In one study, Healy et al. reported the surface dose measurements of 16 patients using a daily 2-mm brass-mesh bolus for PMRT recorded by TLDs. They reported mean surface doses between 81% and 122% of the prescribed dose, with a mean of 99% of the prescribed radiation dose, and a standard deviation of 10% being delivered [11].
Another study by Ordonez-Sanz et al. reported comparison of surface doses among 3- and 5-mm-thick Superflab boluses, a 1-mm-thick brass-mesh bolus, and a half-time 10-mm-thick Vaseline bolus using a phantom recorded by TLDs. They reported that the mean surface dose was 68% of the prescription dose for no bolus, 100.7% for a Vaseline bolus, 97.7% for a 3-mm-thick Superflab bolus, and 91.6% for a brass-mesh bolus for their 6 MV plan [12]. Taken together, these results suggested that a brass-mesh bolus might be useful for PMRT; however, its use is restricted in our country because is not covered by insurance. The dosimetric outcomes of the present study are similar to those of previously published data, in that the mean surface dose was 92% (range, 77–113%) of the prescription dose. Therefore, it is conceivablea that a mean surface dose of approximately 90% of the prescribed dose (45 Gy in 25 fractions) was appropriate dose build up.
Our study demonstrated that the 1-mm-thick daily bolus is a safe regimen for PMRT with skin toxicity without treatment interruptions. In our study, only one (5%) patient was found to have Grade 3 skin toxicity, which is adequate compared to the published data of 12.2% with a daily 2-mm bolus, and 2.1% with no bolus [13, 14]. Indeed, Tieu et al. reported that PMRT was ceased early because of unacceptable skin toxicity in 17/143 (12%) of the whole chest wall daily 10-mm bolus patients, 2/88 (2%) of the parascar daily 10-mm bolus patients, and 1/23 (4%) of the no bolus patients. They concluded that the use of daily boluses may impact on early cessation of PMRT caused by skin toxicity, which may subsequently influence chest wall recurrence [8]. With regards to treatment completion with the daily 1-mm bolus, it is possible that it will influence chest wall control. However, our finding that there were no cases of chest wall recurrence should be viewed with caution given the short follow-up period.
Maximum skin toxicity can occur 1 to 2 weeks after completion of PMRT [15]. However, previous prospective studies using a thinner daily bolus only reported skin toxicity during PMRT [11, 14]. We improved the research accuracy by evaluating skin toxicity 1, 2, 4, and 12 weeks after completion of PMRT in all patients.

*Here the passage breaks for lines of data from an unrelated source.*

PR #360, opened 2024-03-27
bump regex to 1.10

ajpal:
Needed for eggcc to be compatible with bril2json

### DIFF
--- a/src/gj.rs
+++ b/src/gj.rs
@@ -503,7 +503,7 @@ impl EGraph {
             log::debug!("Variable costs: {:?}", ListDebug(&var_cost, "\n"));
 
             let var = *var_cost[0].1;
-            let info = vars.remove(&var).unwrap();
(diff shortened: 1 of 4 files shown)


src/gj.rs
```diff
@@ -503,7 +503,7 @@ impl EGraph {
             log::debug!("Variable costs: {:?}", ListDebug(&var_cost, "\n"));
 
             let var = *var_cost[0].1;
-            let info = vars.remove(&var).unwrap();
+            let info = vars.swap_remove(&var).unwrap();
```
ajpal, line 506: Bumping rust version resulted in: 
```
warning: use of deprecated method `indexmap::IndexMap::<K, V, S>::remove`: `remove` disrupts the map order -- use `swap_remove` or `shift_remove` for explicit behavior.
```

oflatt (approved):
lgtm

PR #362, opened 2024-04-05
Add combined rulesets to egglog

oflatt:
This PR adds combined rulesets to egglog, allowing rulesets to be collected and run together.
We plan to use this feature in eggcc, since we declare a ruleset per optimization. We want all our optimizations to run together each iteration.

The PR also cleans up the main loop of egglog, breaking it into functions.
Finally, it deletes the backoff scheduler functionality, which nobody uses as far as I can tell.

### DIFF
--- a/src/ast/desugar.rs
+++ b/src/ast/desugar.rs
@@ -274,8 +274,10 @@ pub(crate) fn desugar_command(
             result
         }
         Command::Sort(sort, option) => vec![NCommand::Sort(sort, option)],
-        // TODO ignoring cost for now
         Command::AddRuleset(name) => vec![NCommand::AddRuleset(name)],
+        Command::CombinedRuleset(name, subrulesets) => {
+            vec![NCommand::CombinedRuleset(name, subrulesets)]
+        }
         Command::Action(action) => vec![NCommand::CoreAction(action)],
         Command::Simplify { expr, schedule } => desugar_simplify(desugar, &expr, &schedule),
         Command::Calc(idents, exprs) => desugar_calc(desugar, idents, exprs, seminaive_transform)?,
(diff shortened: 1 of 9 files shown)


saulshanabrook:
Seems to make sense to me to add this kind of feature. I was curious if this could be added as a schedule constructor instead to keep the change smaller?

oflatt:
Great question.
I would have liked to add this as a schedule constructor, but it doesn't compose with other schedule constructors. In other words, it has to be a leaf node of schedules.

What combined rulesets do is:
1. Run the searchers for all rules in all of the rulesets
2. Run the appliers for all of these rules

You can't run multiple iterations here as sub-schedules do: you have to phase the searchers and the appliers.

saulshanabrook:
> I would have liked to add this as a schedule constructor, but it doesn't compose with other schedule constructors. In other words, it has to be a leaf node of schedules.

Yeah that makes sense. What if we just extended the `run` schedule to take multiple ruleset names instead of just one? With the semantics of this combined ruleset if you supply multiple names?

src/ast/desugar.rs
```diff
@@ -274,8 +274,10 @@ pub(crate) fn desugar_command(
             result
         }
         Command::Sort(sort, option) => vec![NCommand::Sort(sort, option)],
-        // TODO ignoring cost for now
         Command::AddRuleset(name) => vec![NCommand::AddRuleset(name)],
+        Command::CombinedRuleset(name, subrulesets) => {
+            vec![NCommand::CombinedRuleset(name, subrulesets)]
+        }
```
saulshanabrook, line 280: Would you be able to prefix this with unstable too? That way in the Python bindings the command will be prefixed with that as well.

saulshanabrook (commented):
Looks good overall! Just was wondering if you might be able to prefix the command as well, since those are exposed in the Python bindings and are public externally.

src/ast/desugar.rs
oflatt: Great idea

saulshanabrook (approved):
Looks good! Thanks Oliver!

PR #365, opened 2024-04-12
Easier access to logs for the web demo

yihozhang:
After this PR:
image
image

### DIFF
--- a/web-demo/static/worker.js
+++ b/web-demo/static/worker.js
@@ -8,16 +8,22 @@ async function work() {
     // Set callback to handle messages passed to the worker.
     self.onmessage = async event => {
         try {
+            logbuffer = [];
             let result = run_program(event.data);
             console.log("Got result from worker", result);
             // Can't send the result directly, since it contains a reference to the
             // wasm memory. Instead, we send the dot and text separately.
-            self.postMessage({dot: result.dot, text: result.text});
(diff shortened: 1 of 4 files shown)


web-demo/static/worker.js
```diff
@@ -8,16 +8,22 @@ async function work() {
...
-            self.postMessage({dot: "", text: "Something panicked! Check the console logs..."});
+            self.postMessage({ dot: "", text: "Something panicked! Check the console logs...", log: logbuffer });
         }
     };
 }
 
+logbuffer = [];
+function log(level, str) {
+    logbuffer.push([level, str]);
+}
```
saulshanabrook, line 27: Is this used anywhere else?

saulshanabrook (approved):
Nice! I just tried it and it seems to work well.

The frontend code is starting to get more complicated and it might make more sense to just send structured data from the backend instead of HTML and style it in the frontend, but it seems fine for now.

I imagine if the editor keeps getting more complicated it might be worth moving to something like React in the future to manage state/complexity.

web-demo/static/worker.js
yihozhang: This is used by the Rust WebDemoLogger!

yihozhang:
Yeah, I agree the frontend code is getting more complex. It makes sense to switch to a more established framework for managing states, etc.

PR #534, opened 2025-04-04
Subsumption in frontend

Alex-Fischman:
Wires subsumption up to the new backend. Passes `subsume.egg` if the `extract`s are removed.


ezrosent (approved):
Very clean! thanks for wiring this in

In our study, 10 (53%) patients received PMRT concurrent with hormone therapy, and seven (36%) patients received PMRT concurrent with a combination of pertuzumab and trastuzumab. A recent meta-analysis concluded that PMRT concurrent with hormone therapy showed no significant difference in the incidence of radiation-induced acute skin toxicity compared to that of the sequential group [16]. However, the safety of PMRT concurrent with combination of pertuzumab and trastuzumab remains unclear [17]. At least, in our study, PMRT concurrent with a combination of pertuzumab and trastuzumab was well tolerated.
This study has several limitations. First, the sample size was small and the follow-up time was short. The follow-up period was used to determine acute skin toxicity, but it was not adequate to observe late toxicities. Second, although the use of the NCI-CTCAE skin toxicity scoring system attempts to standardize the quantification of skin toxicity, a small amount of subjectivity is required to assign scores; thus, assigned scores may vary between radiation oncologists. However, this difference is likely to be small given that skin toxicity was evaluated by two radiation oncologists in our study.